[[ Extracted material open ]]
Issue #44, opened 2023-02-13
Automated tests for JS modules


bajtos:
Make it easy for module authors to write automated tests for their modules.

We need this functionality too for writing our internal tests for Zinnia JS APIs.

See https://deno.land/manual@v1.30.3/basics/testing

## Features to consider:

- framework (API to define tests, test runner, test reporter)
  - collect test files
  - register all test suites (`describe`) and tests (`it`)
  - execute the tests
  - report test results
- CLI, e.g `zinnia test`
- Documentation for module authors.
- Unit-testing vs integration testing.
- Usability features
  - Run only a subset of tests
    - All tests in a single file (`mocha test/file.js`)
    - All tests matching a pattern (`mocha -g regex`)
    - Skip tests (`it.skip` and `describe.skip`)
    - Run only tests selected in code (`it.only`)

See https://deno.land/manual@v1.30.3/basics/testing for inspiration.

A Mastodon thread about DX aspects of JS testing frameworks: https://mastodon.social/@jamesshore@mastodon.online/110345771809205197

## Out of scope

- ~~Assertion library - people can bundle & vendor e.g. https://deno.land/std@0.177.0/testing/asserts.ts~~
- Code coverage
- https://github.com/filecoin-station/zinnia/issues/215
- https://github.com/filecoin-station/zinnia/issues/214

## Subtasks

- [x] #212 
- [x] Relax import sandboxing to allow a nested test file to access all production files
      https://github.com/filecoin-station/zinnia/pull/218
      https://github.com/filecoin-station/zinnia/pull/220
- [x] Embed `assert` module again, this time as `zinnia:assert`
      https://github.com/filecoin-station/zinnia/pull/217
- [x] Write documentation for module authors
      https://github.com/filecoin-station/zinnia/pull/222
- [x] Use `format_test_error` from Deno's `cli/tools.rs` to get nicer error stack traces
      https://github.com/filecoin-station/zinnia/pull/223

Estimate: Time-boxed to 2-3 days

PR #217, opened 2023-05-17
feat: embed Deno assertions as `zinnia:assert`

bajtos:
Example usage:

```js
import { test } from "zinnia:test";
import { assertEquals } from "zinnia:assert";

test("AbortController", () => {
  assertEquals(typeof AbortController, "function", "typeof AbortController");
  assertEquals(AbortController.name, "AbortController", "AbortController.name");
});
```

See #44

### DIFF
--- a/.prettierignore
+++ b/.prettierignore
@@ -3,7 +3,7 @@
 !**/*.md
 !**/*.js
 runtime/vendored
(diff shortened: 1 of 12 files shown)


juliangruber (approved):
👌

PR #218, opened 2023-05-17
feat: `zinnia` CLI can import JS from anywhere

bajtos:
Relax the restriction preventing Zinnia modules to load files only under the directory of the main entry point. This enables developers to run individual test files regardless of where they are in the project tree, while allowing the test files to import files from anywhere in the project.

The changes are affecting `zinnia` CLI only. When running inside Filecoin Station, `zinniad` keeps enforcing the sandbox.

See #44

### DIFF
--- a/cli/main.rs
+++ b/cli/main.rs
@@ -1,12 +1,15 @@
 mod args;
 
+use std::rc::Rc;
+use std::time::Duration;
+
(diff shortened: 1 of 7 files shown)


juliangruber (approved):
NOICE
[[ Extracted material closed ]]
## Work item
Start at the first line of the entries above. Set down each line exactly through the one with "- Usability features", and stop there.

## Exercise response
Issue #44, opened 2023-02-13
Automated tests for JS modules


bajtos:
Make it easy for module authors to write automated tests for their modules.

We need this functionality too for writing our internal tests for Zinnia JS APIs.

See https://deno.land/manual@v1.30.3/basics/testing

## Features to consider:

- framework (API to define tests, test runner, test reporter)
  - collect test files
  - register all test suites (`describe`) and tests (`it`)
  - execute the tests
  - report test results
- CLI, e.g `zinnia test`
- Documentation for module authors.
- Unit-testing vs integration testing.
- Usability features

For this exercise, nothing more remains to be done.